Exercise description: Lines containing the word "code" in the data below: say how many, with no other text.

[Dataset entries]
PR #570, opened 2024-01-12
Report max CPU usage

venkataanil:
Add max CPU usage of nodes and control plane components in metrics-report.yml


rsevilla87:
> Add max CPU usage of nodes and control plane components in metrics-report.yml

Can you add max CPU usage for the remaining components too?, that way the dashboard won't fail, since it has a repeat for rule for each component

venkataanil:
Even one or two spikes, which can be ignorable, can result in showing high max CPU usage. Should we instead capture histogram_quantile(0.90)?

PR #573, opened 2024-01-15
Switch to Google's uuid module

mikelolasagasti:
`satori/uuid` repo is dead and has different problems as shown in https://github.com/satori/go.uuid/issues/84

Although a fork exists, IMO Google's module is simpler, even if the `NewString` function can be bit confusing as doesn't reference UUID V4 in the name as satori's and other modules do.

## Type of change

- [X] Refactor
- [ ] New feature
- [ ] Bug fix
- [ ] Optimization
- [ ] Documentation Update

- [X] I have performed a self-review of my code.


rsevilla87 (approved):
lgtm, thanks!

* * *

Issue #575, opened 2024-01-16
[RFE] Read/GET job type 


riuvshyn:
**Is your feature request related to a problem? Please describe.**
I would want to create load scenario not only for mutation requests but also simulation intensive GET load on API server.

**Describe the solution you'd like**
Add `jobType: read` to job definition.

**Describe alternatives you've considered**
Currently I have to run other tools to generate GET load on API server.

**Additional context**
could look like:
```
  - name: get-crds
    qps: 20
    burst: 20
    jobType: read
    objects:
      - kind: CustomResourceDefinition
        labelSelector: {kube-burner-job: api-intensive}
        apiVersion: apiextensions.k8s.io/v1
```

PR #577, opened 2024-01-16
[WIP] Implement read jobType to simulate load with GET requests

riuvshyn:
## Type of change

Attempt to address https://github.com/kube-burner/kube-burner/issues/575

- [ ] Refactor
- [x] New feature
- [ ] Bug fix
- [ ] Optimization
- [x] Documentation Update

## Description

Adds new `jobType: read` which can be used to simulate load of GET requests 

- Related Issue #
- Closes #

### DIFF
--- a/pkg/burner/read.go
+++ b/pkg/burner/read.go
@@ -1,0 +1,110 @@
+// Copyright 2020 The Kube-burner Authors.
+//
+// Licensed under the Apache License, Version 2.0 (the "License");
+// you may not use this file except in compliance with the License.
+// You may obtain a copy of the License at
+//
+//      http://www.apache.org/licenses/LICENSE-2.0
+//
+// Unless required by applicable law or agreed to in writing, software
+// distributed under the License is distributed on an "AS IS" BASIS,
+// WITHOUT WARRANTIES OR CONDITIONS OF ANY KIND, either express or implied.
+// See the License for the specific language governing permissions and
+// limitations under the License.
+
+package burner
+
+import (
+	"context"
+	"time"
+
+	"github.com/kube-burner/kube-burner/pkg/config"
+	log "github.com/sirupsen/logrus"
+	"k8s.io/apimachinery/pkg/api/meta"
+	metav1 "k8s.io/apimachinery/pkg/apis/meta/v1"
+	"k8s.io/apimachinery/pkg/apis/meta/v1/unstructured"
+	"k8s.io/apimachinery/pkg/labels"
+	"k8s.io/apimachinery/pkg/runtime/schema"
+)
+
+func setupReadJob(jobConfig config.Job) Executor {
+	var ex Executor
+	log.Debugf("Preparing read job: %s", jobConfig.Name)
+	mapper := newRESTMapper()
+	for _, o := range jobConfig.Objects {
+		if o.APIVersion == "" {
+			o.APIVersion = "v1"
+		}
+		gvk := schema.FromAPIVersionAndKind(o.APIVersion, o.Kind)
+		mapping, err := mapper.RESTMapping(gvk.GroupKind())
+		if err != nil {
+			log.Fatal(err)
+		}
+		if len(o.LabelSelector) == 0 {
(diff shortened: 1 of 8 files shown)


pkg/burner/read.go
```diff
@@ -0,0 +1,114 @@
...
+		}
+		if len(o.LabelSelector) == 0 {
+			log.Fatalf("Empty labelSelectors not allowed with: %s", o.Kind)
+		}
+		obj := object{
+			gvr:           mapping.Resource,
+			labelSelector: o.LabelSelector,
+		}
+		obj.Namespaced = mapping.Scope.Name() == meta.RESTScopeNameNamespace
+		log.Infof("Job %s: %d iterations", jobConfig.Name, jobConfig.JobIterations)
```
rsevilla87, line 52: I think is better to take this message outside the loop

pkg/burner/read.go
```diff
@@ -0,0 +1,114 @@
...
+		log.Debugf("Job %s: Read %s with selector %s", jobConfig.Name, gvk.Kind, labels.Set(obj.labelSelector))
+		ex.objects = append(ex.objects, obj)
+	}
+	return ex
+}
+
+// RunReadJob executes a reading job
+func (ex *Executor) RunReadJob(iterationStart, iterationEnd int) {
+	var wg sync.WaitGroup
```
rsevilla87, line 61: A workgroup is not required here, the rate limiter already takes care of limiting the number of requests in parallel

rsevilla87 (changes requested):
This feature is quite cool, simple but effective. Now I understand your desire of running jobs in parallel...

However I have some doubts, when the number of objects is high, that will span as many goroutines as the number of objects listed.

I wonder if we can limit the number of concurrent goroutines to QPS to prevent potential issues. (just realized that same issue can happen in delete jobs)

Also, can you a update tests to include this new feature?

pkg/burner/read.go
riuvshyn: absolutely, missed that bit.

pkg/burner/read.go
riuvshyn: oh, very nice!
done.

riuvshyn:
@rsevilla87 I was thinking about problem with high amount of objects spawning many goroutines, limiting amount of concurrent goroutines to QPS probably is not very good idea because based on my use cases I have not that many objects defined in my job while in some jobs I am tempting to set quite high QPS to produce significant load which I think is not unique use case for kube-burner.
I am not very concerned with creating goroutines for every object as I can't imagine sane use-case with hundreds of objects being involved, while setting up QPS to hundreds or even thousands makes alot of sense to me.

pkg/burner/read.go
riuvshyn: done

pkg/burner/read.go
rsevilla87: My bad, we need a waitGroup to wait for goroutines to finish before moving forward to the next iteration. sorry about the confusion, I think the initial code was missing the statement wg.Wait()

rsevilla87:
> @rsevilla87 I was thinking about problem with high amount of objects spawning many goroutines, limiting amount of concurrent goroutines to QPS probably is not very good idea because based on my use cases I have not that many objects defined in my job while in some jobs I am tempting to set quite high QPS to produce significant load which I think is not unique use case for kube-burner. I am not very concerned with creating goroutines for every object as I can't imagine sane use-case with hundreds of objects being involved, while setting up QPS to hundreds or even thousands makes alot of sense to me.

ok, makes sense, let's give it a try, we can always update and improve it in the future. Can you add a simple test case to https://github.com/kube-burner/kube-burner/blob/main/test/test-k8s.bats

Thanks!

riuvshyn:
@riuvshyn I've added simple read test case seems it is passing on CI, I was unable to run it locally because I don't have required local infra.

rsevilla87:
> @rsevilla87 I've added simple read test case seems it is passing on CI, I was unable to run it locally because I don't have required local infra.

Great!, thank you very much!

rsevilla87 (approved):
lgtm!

Answer space: 2